- 54/2024
- Critical
Microsoft has released its monthly patch of security updates, known as Patch Tuesday. The mentioned patch addressed two actively exploited zero-day vulnerabilities.
Microsoft has fixed (73) vulnerabilities, with (5) classified as critical as they could allow the attacker to perform denial of service attacks, gain elevated privileges, obtain sensitive information, or remote code execution on the affected products.

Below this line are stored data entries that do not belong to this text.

Issue #2661, opened 2017-12-29
Custom time label overlaps with controls


nhaugo:
![screen shot 2017-12-29 at 11 27 28 am](https://user-images.githubusercontent.com/1003269/34445851-62b79878-ec8b-11e7-843b-e4662e4f3b3f.png)

PR #2664, opened 2018-01-03
Fix positioning of CustomTimeIndicator

121watts:
  - [x] Rebased/mergable
  - [x] Tests pass

Connect #2661 

### The problem
image

### The Solution
This hasn't been the only time we have had to fix the `CustomTimeIndicator`.  This is mostly due  (IMHO) to it being in the wrong place.  For easy-peasy styling the `CustomTimeIndicator` should really be a sibling with the rest of the display flexed context menu buttons.  So, should the button sizes change, adjust, or be plain ol' removed the CTI can change along with it.  

I think the original decision to not put the CTI where it was was to make it 'draggable'.  Fortunately, the `ReactGridLayout` API makes it super easy to indicate which elements should be draggable with an arbitrary classname.  I chose `dash-graph--draggable` whose only job is to indicate which elements are draggable (in this case the cell header and the CTI) and style the cursor with 'move'.  

### Editable Graph
screen shot 2018-01-02 at 5 33 49 pm

### Not Editable Graph
screen shot 2018-01-02 at 5 34 37 pm

### Repro
A quick way to test both cases is to pass a boolean literal to the `isEditable` prop in the `Layout` component.

### DIFF
--- a/CHANGELOG.md
+++ b/CHANGELOG.md
@@ -4,6 +4,7 @@
 
 ### Bug Fixes
 1. [#2652](https://github.com/influxdata/chronograf/pull/2652): Make page render successfully when attempting to edit a source
+1. [#2664](https://github.com/influxdata/chronograf/pull/2664): Fix CustomTimeIndicator positioning
 
 ## v1.4.0.0-rc2 [2017-12-21]
 ### UI Improvements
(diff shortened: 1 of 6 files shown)


cryptoquick:
I'm having trouble getting Chronograf to even load in my browser in Multitenancy, the `/me` endpoint is broken, and although that's obviously a side-issue, I'd like to get to the bottom of that before merging this, in case there was something wrong on this branch somehow.

Further, although this does load in Single-user mode, I'm getting a `Dygraph.synchronize()` error, which causes the graph to not load. I can't test this fully because of that.

screenshot 2018-01-05 11 27 59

February’s Patch Tuesday was released to fix security flaws in several Microsoft products such as Microsoft Exchange Server Windows, SmartScreen, Windows LDAP – Lightweight Directory Access Protocol, Windows Kernel, Windows Hyper-V, SQL Server, Microsoft Windows DNS, Microsoft Windows, Microsoft WDAC OLE DB provider for SQL, Microsoft WDAC ODBC Driver, Microsoft Dynamics, Microsoft Defender for Endpoint, Azure Active Directory, .NET, Microsoft Office OneNote, Microsoft Office Outlook, Microsoft Office Word and Microsoft Office.
The actively exploited zero-day vulnerabilities in February’s Patch are:
- Windows SmartScreen Security Feature Bypass Vulnerability allows attackers to bypass SmartScreen security checks – CVE-2024-21351.
- Internet Shortcut Files Security Feature Bypass Vulnerability allows The
attacker to bypass Mark of the Web (MoTW) warnings in Windows by a specially crafted file – CVE-2024-21412.
Sample of the addressed vulnerabilities:
1. Microsoft Exchange Server Privilege Escalation Vulnerability (CVE-2024- 21410):
- CVSS: 9.8
- Attack Vector: Network
- Attack Complexity: Low
- Privileges Required: None
- User Interaction: None
- Consequences: Gain Privileges
2. Microsoft Outlook Code Execution Vulnerability (CVE-2024-21413):
- CVSS: 9.8
- Attack Vector: Network
- Attack Complexity: Low
- Privileges Required: None
- User Interaction: None
- Consequences: Gain Access
Vulnerabilities
Mitigations
The enterprise should deploy this patch as soon as the testing phase is completed.